I'm having issues with the plot of my WIP. Once the quest the four protagonists are on gets going, it seems just like "they meet these people and this happens, move on. They meet that person and this happens, move on." Lather, rinse, repeat until the climax. There are some characters/things that recur in important places, but for the most part it's just one Wacky Wayside Tribe after another. Really not the plot I want -- I had enough of that in the prequel, where it was only the B-plot rather than the A-plot. I'm not sure I can generate enough emotional drama between the protags to intersperse the physical conflicts or other encounters nicely and keep it from being boring or repetitive. I could give an outline of the plot if that would help. Any thoughts?


----------



## Butterfly (Jun 16, 2012)

Have them meet a witch hunter who stalks them thinking one of them's a witch, or a cannibal stalking them from some remote cave, tower, thing... something like that.

You need conflict, obstructions, tension. Don't make it easy for them to finish this quest.


----------



## Ireth (Jun 16, 2012)

I'm not sure those specific ideas would work for this story, but the idea is good. I'm sure some Fae would take an interest in one of their own leading a group of mortals through Faerie.

There is going to be a lot of tension between the characters, since none of the humans really like their Fae guide all that much, and the Fae guide wants to get on the mortals' good side for the sake of his paternal affection for the daughter of one of the mortals, who is part of the group. This chafes the nerves of the girl's real father to no end.

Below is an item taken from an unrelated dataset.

PR #371, opened 2026-08-21
feat(web): add the Connections settings tab

Destrayon:
Part of #352. Task 4a of phase 4. Plan: `docs/superpowers/plans/2026-08-18-connector-source-split-phase-4.md`.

The problem is, as I said, showing that tension without being repetitive about it for ~300 pages.


----------



## ThinkerX (Jun 16, 2012)

I suggested this (or something like it) before, but:

have them encounter Fae 'traders' or 'smugglers' who cross over to our world for plastics, fabrics, modern metals, that sort of thing to trade for other items in Faerie proper.  Have a couple of these types dogging their trail, trying to decide if the interlopers are merely 'customers' or out to divulge trade secrets (like that most of these valuable goodies are actually stolen from thrift stores and rubbish bins).  At least some of the other encounters your group has would also be wondering about this, or acting as pawns for the smugglers.

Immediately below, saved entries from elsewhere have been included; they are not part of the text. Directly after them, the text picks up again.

PR #372, opened 2026-08-21
feat(web): add the Sources tab

### LINKED ISSUE #352: Phase 4 — Sources tab, Connections settings, and Home simplification

Destrayon:
Part of #352. Task 4b of phase 4. Independent of #371 — branched off `main`, touches no file that PR touches.

Sources have been syncable since #364 and manageable over REST since #368. This is the first place an operator can see them in the product.

## What the page deliberately does not have

No file list, no path, no document name. That absence *is* the feature: the file tree exposed every synced object to any Connapse user regardless of what they could see in the source system, which is a far wider surface than search results — and search already passes through `CloudScopeService`.

The aggregate document count is the one exception, accepted during design as a weak signal in exchange for the page being useful at all.

## Authorization

Reads are open to any authenticated user; **sync, enable/disable, and delete are admin-only**, matching `/api/sources`.

The last sync error is admin-only too. A provider's failure text routinely quotes the resource that failed — `Access Denied for bucket payroll-secrets` — which is the same infrastructure detail the API withholds from non-admin readers. Showing it to everyone here would undo that.

## Scope rendering is a separate class

`SourceScopeSummary` renders the one-line "where does this point" cell. It is a separate class rather than logic inside the component so it can be tested — this repository has no component test harness, and adding one would be a larger change than the feature.

It reads **only** the keys that name the scope (`bucketName`, `containerName`, `prefix`, `subPath`, and the patterns). A test pins that a stored config carrying stray keys like `documents` or `lastFile` cannot put document detail on the page — the Sources tab showing file names is precisely the leak this epic exists to close, and it would be an easy one to introduce later by rendering the scope blob more generously.

It also skips non-string pattern entries rather than throwing: a display helper that throws takes the whole page down over cosmetic detail.

## Two smaller decisions

**Sources sits beside Files in the nav**, not under Settings. Managed storage and mirrored external systems are peers, and that split is exactly what the navigation should make legible. Connections stay in Settings, since those are configuration rather than content.

**Sync-now duplicates the endpoint's sequence** rather than calling the REST API from the server. Blazor Server and REST are two genuine front doors, and having the page authenticate against its own API would be worse. It shares the per-source gate added in #368, so a manual sync during a scheduled cycle reports "already in progress" rather than starting a second one.

## Testing

`dotnet test` — **1149 passed, 0 failed.** 14 new tests on the scope summarizer.

The page itself has no automated coverage, for the harness reason above. Worth a manual pass: confirm a viewer sees no action buttons and no error text, confirm sync-now reports rather than throws when the remote is unreachable, and confirm the delete dialog states the external data is untouched.

## Next

4c is the one that closes #352: Home simplification, removing the Filesystem write flags, the search facet — and the test that makes "no external connector reachable through the file browser" an enforced property rather than a stated goal.

## Summary by CodeRabbit

* **New Features**
  * Added a Sources page for viewing external source details, scope summaries, document counts, and synchronization status.
  * Administrators can sync, enable or disable, and delete sources with confirmation and status feedback.
  * Added a Sources link to the navigation menu.
  * Non-administrators can view source information in read-only mode.
  * Added clear summaries for storage locations, paths, inclusion patterns, and exclusions.

* **Bug Fixes**
  * Improved handling of invalid or incomplete source scope data without displaying errors or document details.

### DIFF
--- a/src/Connapse.Web/Components/Layout/NavMenu.razor
+++ b/src/Connapse.Web/Components/Layout/NavMenu.razor
@@ -18,6 +18,15 @@
                     </NavLink>
                 </div>
 
+                @* Sources sits beside Files rather than under Settings: managed storage and
+                   mirrored external systems are peers, and the split between them is the
+                   distinction this nav is meant to make legible. *@
+                <div class="nav-item px-3">
+                    <NavLink class="nav-link" href="sources">
+                        <span class="nav-icon bi-cloud-arrow-down" aria-hidden="true"></span> Sources
+                    </NavLink>
+                </div>
+
                 <div class="nav-item px-3">
                     <NavLink class="nav-link" href="search">
                         <span class="nav-icon bi-search" aria-hidden="true"></span> Search
--- a/src/Connapse.Web/Components/Pages/Sources.razor
+++ b/src/Connapse.Web/Components/Pages/Sources.razor
@@ -1,0 +1,370 @@
+@page "/sources"
+@rendermode InteractiveServer
+@attribute [Authorize]
+@using Connapse.Core
+@using Connapse.Core.Interfaces
+
+@using Connapse.Web.Services
+@inject ISourceStore SourceStore
+@inject IConnectionStore ConnectionStore
+@inject SourceSyncService SyncService
+@inject IAuditLogger AuditLogger
+@inject AuthenticationStateProvider AuthStateProvider
+
+@*
+    Sources — external scopes Connapse mirrors but does not own.
+
+    This page shows what each source is *doing*, never what is *inside* it. There is no file
+    list, no path, and no document name anywhere on it, and that is the point of the whole
+    epic rather than an omission: the file tree exposed every synced object to any Connapse
+    user regardless of what they could see in the source system, which is a far wider surface
+    than search results, and search already passes through CloudScopeService.
+
+    The aggregate document count is the one exception, accepted during design as a weak signal
+    in exchange for the page being useful at all.
+*@
+
+<PageTitle>Sources - Connapse</PageTitle>
+
+<div class="container-fluid py-4">
+    <div class="d-flex justify-content-between align-items-start mb-4">
+        <div>
+            <h1 class="mb-1"><span class="bi-cloud-arrow-down me-2"></span>Sources</h1>
+            <p class="text-muted mb-0">
+                External systems Connapse keeps in step with. Their contents are searchable but not
+                browsable — Connapse mirrors this data, it does not own it.
+            </p>
+        </div>
+        @if (isAdmin)
+        {
+            <a class="btn btn-outline-secondary" href="/settings">
+                <span class="bi-gear me-1"></span> Connections
+            </a>
+        }
+    </div>
+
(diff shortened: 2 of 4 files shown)


Destrayon:
One applied, one refuted. Pushed in 2084842.

## Applied — and it was worse than one bug

`LoadAsync` let a store failure escape, with two distinct consequences:

- **Uncaught from `OnInitializedAsync`**, it tears down the Blazor circuit. The operator watches the page die rather than reading an error.
- **With no `finally`**, a throw left `loading` stuck at `true` permanently — so even after a later action succeeded, the page kept showing its spinner. That one survives the error rather than accompanying it, which makes it the nastier half.

Now reports the failure, empties the lists so nothing stale renders, and always clears the flag.

## Refuted — `LogSanitizer` on the audit payloads

Same finding as #368, and the same evidence still holds.

`IAuditLogger.LogAsync` serializes `details` with `JsonSerializer` and stores the result in the **jsonb `Details` column** of `audit_logs`. It never passes that object to `ILogger`; the only logger call in `AuditLogger` is on write failure and records the hardcoded `action` string, never the payload.

Log forging is an attack on log *text* — injecting newlines to fabricate entries. A value bound as a JSON property in a database column is not concatenated into a log line, and the serializer escapes control characters regardless. The repository guideline covers logging user-controlled values, which this is not.

Every existing audit call in the codebase omits the sanitizer for the same reason — `ContainersEndpoints` passes `new { container.Name, container.ConnectorType }` unsanitized. Applying it to these three call sites would make them inconsistent with every other audit call while closing nothing.

Still happy to reconsider if CodeQL flags it in practice, since that would mean I have the data flow wrong.

`dotnet test` — **1149 passed, 0 failed.**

(Besides, if I remember right, one of your characters spends the entire trip in a terrycloth bathrobe - given the rigors of outdoor travel, at the end of a few weeks, it would be more like a terrycloth bikini.)


----------



## Queshire (Jun 16, 2012)

The description you gave us makes me think of the super successful manga One Piece. In it they basically go from island to island beating up whichever bad guy was currently threatening that particular island. What keeps it from being boring is the interesting characters they meet, the wide variety of different situations they encounter even if they're based on the same "beat up the bad guy" formula, the fact that a good number of  the threats they face have a personal connection to them, and several elements that recure throughout, namely the world goverenment, navy, and the blank century.

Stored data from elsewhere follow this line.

PR #297, opened 2021-08-09
Claim revenue functionality

DominicSherman:
image

### DIFF
--- a/cardstack/src/screens/MerchantScreen.tsx
+++ b/cardstack/src/screens/MerchantScreen.tsx
@@ -56,14 +56,26 @@ export default function MerchantScreen() {
   );
 }
 
+const useMerchantSafe = () => {
+  const {
+    params: {
+      merchantSafe: { address },
+    },
+  } = useRoute<RouteType>();
+
+  const merchantSafes = useRainbowSelector(state => state.data.merchantSafes);
+
+  const merchantSafe = merchantSafes.find(
+    safe => safe.address === address
+  ) as MerchantSafeType;
+
+  return merchantSafe;
+};
+
 const Header = () => {
   const { goBack } = useNavigation();
 
-  const {
-    params: { merchantSafe },
-  } = useRoute<RouteType>();
-
-  const { address } = merchantSafe;
+  const { address } = useMerchantSafe();
   const network = useRainbowSelector(state => state.settings.network);
   const blockExplorer = getConstantByNetwork('blockExplorer', network);
 
@@ -150,9 +162,7 @@ const MerchantInfo = () => (
 );
 
 const LifetimeEarningsSection = () => {
-  const {
-    params: { merchantSafe },
-  } = useRoute<RouteType>();
+  const merchantSafe = useMerchantSafe();
 
   const { navigate } = useNavigation();
 
@@ -193,9 +203,7 @@ const LifetimeEarningsSection = () => {
 };
 
 const UnclaimedRevenueSection = () => {
-  const {
-    params: { merchantSafe },
-  } = useRoute<RouteType>();
+  const merchantSafe = useMerchantSafe();
 
   const { navigate } = useNavigation();
 
@@ -230,9 +238,7 @@ const UnclaimedRevenueSection = () => {
 };
 
 const AvailableBalancesSection = () => {
-  const {
-    params: { merchantSafe },
-  } = useRoute<RouteType>();
+  const merchantSafe = useMerchantSafe();
 
   const { tokens } = merchantSafe;
 
--- a/src/components/expanded-state/UnclaimedRevenueExpandedState.tsx
+++ b/src/components/expanded-state/UnclaimedRevenueExpandedState.tsx
@@ -1,5 +1,10 @@
-import React, { useEffect } from 'react';
+import { getSDK } from '@cardstack/cardpay-sdk';
+import HDWalletProvider from 'parity-hdwallet-provider';
+import React, { useCallback, useEffect, useState } from 'react';
 import CoinIcon from 'react-coin-icon';
+import Web3 from 'web3';
+import { getSeedPhrase } from '../../../src/model/wallet';
+import { ethereumUtils } from '../../../src/utils';
 import { SlackSheet } from '../sheet';
 import {
   Button,
@@ -8,7 +13,11 @@ import {
   Text,
 } from '@cardstack/components';
 import { MerchantSafeType, TokenType } from '@cardstack/types';
+import { web3ProviderSdk } from '@rainbow-me/handlers/web3';
+import { useWallets } from '@rainbow-me/hooks';
 import { useNavigation } from '@rainbow-me/navigation';
+import { useRainbowSelector } from '@rainbow-me/redux/hooks';
+import logger from 'logger';
 
 const CHART_HEIGHT = 600;
 
@@ -17,6 +26,9 @@ export default function UnclaimedRevenueExpandedState(props: {
 }) {
   const merchantSafe = props.asset;
   const { setOptions } = useNavigation();
+  const [loading, setLoading] = useState(false);
+  const { selectedWallet } = useWallets();
+  const network = useRainbowSelector(state => state.settings.network);
 
   useEffect(() => {
     setOptions({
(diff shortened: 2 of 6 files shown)


src/components/expanded-state/UnclaimedRevenueExpandedState.tsx
```diff
@@ -26,6 +38,38 @@ export default function UnclaimedRevenueExpandedState(props: {
...
+        providerOrUrl: web3ProviderSdk,
+      });
+      const web3 = new Web3(hdProvider);
+      const revenuePool = await getSDK('RevenuePool', web3);
+
+      const promises = revenueBalances.map(token =>
+        revenuePool.claim(
+          merchantSafe.address,
+          token.tokenAddress,
+          Web3.utils.toWei(token.balance.amount)
```
habdelra, line 77: This is gonna cause the transaction to fail because you won't have any tokens left to pay for gas. You'll need to estimate how much gas is going to cost and then deduct that from this amount. To do that I think you'll need a new API from the SDK. why don't you open a ticket for that and I'll work on it.

src/components/expanded-state/UnclaimedRevenueExpandedState.tsx
```diff
@@ -26,6 +38,47 @@ export default function UnclaimedRevenueExpandedState(props: {
...
+          token.tokenAddress,
+          Web3.utils.toWei(
+            (Number(token.balance.amount) - Number(gasEstimate)).toString()
+          )
+        );
+      });
+
+      await Promise.all(promises);
+    } catch (error) {
+      logger.sentry('Error claiming revenue', error);
```
topwebtek7, line 93: I think we need a proper error handling here so can show users why it failed..
basically, I think also we need to hide claim button when there's no valid unclaimed amount

habdelra (approved):
This looks good 👍

habdelra:
oops I didn't mean to press the "re-request review" button sorry about that.

src/components/expanded-state/UnclaimedRevenueExpandedState.tsx
```diff
@@ -26,6 +38,47 @@ export default function UnclaimedRevenueExpandedState(props: {
...
+        providerOrUrl: web3ProviderSdk,
+      });
+      const web3 = new Web3(hdProvider);
+      const revenuePool = await getSDK('RevenuePool', web3);
+
+      const promises = revenueBalances.map(async token => {
+        const gasEstimate = await revenuePool.claimGasEstimate(
+          merchantSafe.address,
+          token.tokenAddress,
+          // divide amount by 2 for estimate since we can't estimate the full amount and the amoutn doesn't affect the gas price
```
danibonilha: nit: amoutn typo

src/components/expanded-state/UnclaimedRevenueExpandedState.tsx
```diff
@@ -26,6 +38,47 @@ export default function UnclaimedRevenueExpandedState(props: {
...
+          Web3.utils.toWei((Number(token.balance.amount) / 2).toString())
```
habdelra: oh wait--actually this is a big int. let use BigNumber to do the math here. something like:
```js
Web3.utils.toWei(BigNumber.from(token.balance.amount).div(BigNumber.from("2")).toString());
```

danibonilha (approved):
LGTM

src/components/expanded-state/UnclaimedRevenueExpandedState.tsx
danibonilha: Will we need to do this on other places ? If so it would be nice to create a util for that

src/components/expanded-state/UnclaimedRevenueExpandedState.tsx
habdelra: right now this ability to estimate is very specific to claiming tokens. if you anticipate that you'll need to claim tokens in other parts of the app then yes you'll probably want to refactor. if this is the only place that tokens are claimed then i'm not sure how much utility that provides.

As we see the need to provide gas estimates for other safe related activities we can look into how we could generalize the safe txn estimation capabilities in the SDK, which would probably guide how you want to share the capability better in the app. Estimation, though, does require the specific params unique to each API so the  method signature for the gas estimation of paying a merchant, for instance, would look very different for the method signature for claiming revenue. So I'm not sure right now how best to generalize this. I think we'll need to encounter it a couple more times before we can get a good handle on how best to generalize it in the SDK.

src/components/expanded-state/UnclaimedRevenueExpandedState.tsx
habdelra: right now this ability to estimate is very specific to claiming tokens. if you anticipate that you'll need to claim tokens in other parts of the app then yes you'll probably want to refactor. if this is the only place that tokens are claimed then i'm not sure how much utility that provides.

As we see the need to provide gas estimates for other safe related activities we can look into how we could generalize the safe txn estimation capabilities in the SDK, which would probably guide how you want to share the capability better in the app. Estimation, though, does require the specific params unique to each API so the method signature for the gas estimation of paying a merchant, for instance, would look very different for the method signature for claiming revenue. So I'm not sure right now how best to generalize this. I think we'll need to encounter it a couple more times before we can get a good handle on how best to generalize it in the SDK.

cardstack/src/screens/MerchantScreen.tsx
```diff
@@ -56,14 +56,26 @@ export default function MerchantScreen() {
...
+const useMerchantSafe = () => {
   const {
-    params: { merchantSafe },
+    params: {
+      merchantSafe: { address },
+    },
   } = useRoute<RouteType>();
 
-  const { address } = merchantSafe;
+  const merchantSafes = useRainbowSelector(state => state.data.merchantSafes);
```
DominicSherman, line 66: We need to switch these to pull the merchant safe out of redux rather than params so that when we update assets in the background this will update as well

src/components/expanded-state/UnclaimedRevenueExpandedState.tsx
```diff
@@ -8,15 +14,26 @@ import {
...
+import { useRainbowSelector } from '@rainbow-me/redux/hooks';
+import logger from 'logger';
 
 const CHART_HEIGHT = 600;
 
 export default function UnclaimedRevenueExpandedState(props: {
   asset: MerchantSafeType;
 }) {
-  const merchantSafe = props.asset;
+  const merchantSafes = useRainbowSelector(state => state.data.merchantSafes);
```
DominicSherman, line 29: Same thing here

src/redux/fallbackExplorer.js
```diff
@@ -331,15 +331,258 @@ const fetchAssetBalances = async (tokens, address, network) => {
   }
 };
 
+export const fetchAssetsBalancesAndPrices = async () => {
```
DominicSherman, line 343: This had to get moved out to be consumed by the claim all function so we can refresh all the data after claiming revenue. Ideally we'd be able to break this all out into smaller pieces so we could refresh only the merchant safe data but that is too large of an undertaking for this pr. cc @danibonilha

src/components/expanded-state/UnclaimedRevenueExpandedState.tsx
```diff
@@ -26,6 +43,59 @@ export default function UnclaimedRevenueExpandedState(props: {
...
+        await revenuePool.claim(
+          merchantSafe.address,
+          token.tokenAddress,
+          claimAmount
+        );
+      });
+
+      await Promise.all(promises);
+
+      await fetchAssetsBalancesAndPrices();
```
DominicSherman, line 91: refresh balances so UI updates

src/components/expanded-state/UnclaimedRevenueExpandedState.tsx
DominicSherman: https://linear.app/cardstack/issue/CS-1568/add-error-alert-dropdowns-for-failures-on-api-calls

Ran into issues trying to implement in this PR, so added a ticket and we'll cover this in a follow-up

topwebtek7 (approved):
LGTM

There's a lot you can do from even a basic template.


----------



## Ireth (Jun 16, 2012)

ThinkerX said:


> I suggested this (or something like it) before, but:
> 
> have them encounter Fae 'traders' or 'smugglers' who cross over to our world for plastics, fabrics, modern metals, that sort of thing to trade for other items in Faerie proper.  Have a couple of these types dogging their trail, trying to decide if the interlopers are merely 'customers' or out to divulge trade secrets (like that most of these valuable goodies are actually stolen from thrift stores and rubbish bins).  At least some of the other encounters your group has would also be wondering about this, or acting as pawns for the smugglers.
> 
> (Besides, if I remember right, one of your characters spends the entire trip in a terrycloth bathrobe - given the rigors of outdoor travel, at the end of a few weeks, it would be more like a terrycloth bikini.)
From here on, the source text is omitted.